From the listing below, tally the lines that include "still". Return only the total.

++++ DATA UNDER STUDY ++++

PR #271, opened 2013-06-20
Support the 'ExtendedDesktopSize' and the 'SetDesktopSize' encodings

samhed:
Somewhat related to noVNC issue #117, but instead of scaling it is using the RFB protocol message 'SetDesktopSize' from the client to the server.

__Edit:__
This patch adds support in noVNC for the encodings 'ExtendedDesktopSize' (-308) and 'SetDesktopSize' (251). If the 'ExtendedDesktopSize' encoding is supported by the server, this patch allows for automatic resizes of the session shown in noVNC to fit the browser window. Note that the server still has the option of denying the resize request from noVNC.

When supported, this is a client-initiated resize. For this to work the 'ExtendedDesktopSize' encoding is required on the server. Aside from client-initiated resizes this encoding brings support from the server for multiple monitors (Note that mulitple monitors are not supported by noVNC). Documentation can be found [here](http://sourceforge.net/p/tigervnc/code/HEAD/tree/rfbproto/rfbproto.rst#id88).

The resize is triggered by changes to the browser window's size. Note that this will have the effect that if multiple viewers are connected to one session on the VNC server the latest change will decide the size of the session as viewed on all clients.

The 'ExtendedDesktopSize' encoding is fairly new to the protocol and I know that many VNC servers have not yet implemented this, but I do know that TigerVNC's server have implemented it.

Summary:
* This requires the VNC server to support the 'ExtendedDesktopSize' and the 'SetDesktopSize' encodings.
* Automatically resizes the session to fit the browser window
* TigerVNC's server have the required encodings.


samhed:
Okay, I'm finally done with this! :tada: 

I'll give people a chance to review the patch over the weekend before I merge it.

samhed:
Had forgot to test vnc_auto.html, works now after I added two quick fixes.

DirectXMan12:
:open_mouth: I'll try to take a look at this tomorrow.  Thanks for finishing this up -- it'll be a good feature to have.

samhed:
I'd love to put this PR behind me, it's been nagging me for one and a half years now :) Did you get a chance to have a look?

vnc_auto.html
```diff
@@ -198,9 +222,10 @@
                            'local_cursor': WebUtil.getQueryVar('cursor', true),
                            'shared':       WebUtil.getQueryVar('shared', true),
                            'view_only':    WebUtil.getQueryVar('view_only', false),
-                           'onUpdateState':  updateState,
+                           'updateState':  updateState,
```
DirectXMan12: This should still be onUpdateState (otherwise the status bar doesn't function correctly)

vnc_auto.html
```diff
@@ -80,7 +80,21 @@
                            "jsunzip.js", "rfb.js", "keysym.js"]);
 
         var rfb;
+        var resizeTimeout;
 
+
+        function UIresize() {
+            var innerWidth = window.innerWidth;
+            var innerHeight = window.innerHeight;
+            var controlBarHeight = $D('noVNC_status_bar').scrollHeight;
```
DirectXMan12: Should this really be scrollHeight (which would count any non-visible content)?  Perhaps `offsetHeight` instead (rendered height including padding and borders.

vnc_auto.html
```diff
@@ -80,7 +80,21 @@
...
+            var borderHeight = 5;
```
DirectXMan12: Can you clarify where this value comes from (in a comment or something)?

include/ui.js
```diff
@@ -44,6 +57,15 @@ var UI;
             WebUtil.initSettings(UI.start, callback);
         },
 
+        onresize: function (callback) {
+            var innerWidth = window.innerWidth;
+            var innerHeight = window.innerHeight;
+            var controlBarHeight = $D('noVNC-control-bar').scrollHeight;
```
DirectXMan12: Ditto here as in vnc_auto.html

include/rfb.js
```diff
@@ -1835,12 +1866,53 @@ var RFB;
...
+            this._FBU.bytes = 1;
+            if (this._sock.rQwait("ext_desktop_size", this._FBU.bytes)) { return false; }
+
+            this._supportsSetDesktopSize = true;
+            var number_of_screens = this._sock.rQpeek8();
+
+            this._FBU.bytes = 4 + (number_of_screens * 16);
+            if (this._sock.rQwait("ext_desktop_size", this._FBU.bytes)) { return false; }
+
+            this._sock.rQshift8();  // number-of-screens
```
DirectXMan12: you should use rQskipBytes here -- it's more efficient.

include/rfb.js
```diff
@@ -1835,12 +1866,53 @@ var RFB;
...
+            this._sock.rQshift8();  // padding
+            this._sock.rQshift16(); // padding
+
+            for (var i=0; i<number_of_screens; i += 1) {
+                // Save the id and flags of the first screen
+                if (i == 0) {
+                    this._screen_id = this._sock.rQshift32();    // id
+                    this._sock.rQshift16();                      // x-position
```
DirectXMan12: same here with rQskipBytes

DirectXMan12:
@samhed : the actual functionality looks like a charm, but I have a couple of general comments, as well as some inline comments.

1. It would be nice to have an option in `vnc.html` to disable the automatic resize, since some people with small screens may still with to view a full-sized desktop.
2. Can you squash the "fix error from previous commit in this pull request" commits back into their respective original PR?  It seems to me like this commit should be broken up into around three commits: one with the changes to `display.js`, the next with the changes to `rfb.js`, and the last with the changes to `ui.js`, `vnc.html`, and `vnc_auto.html`.  This way, we can keep our history relatively clean.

++++

ANSWER TO THIS PROBLEM: 3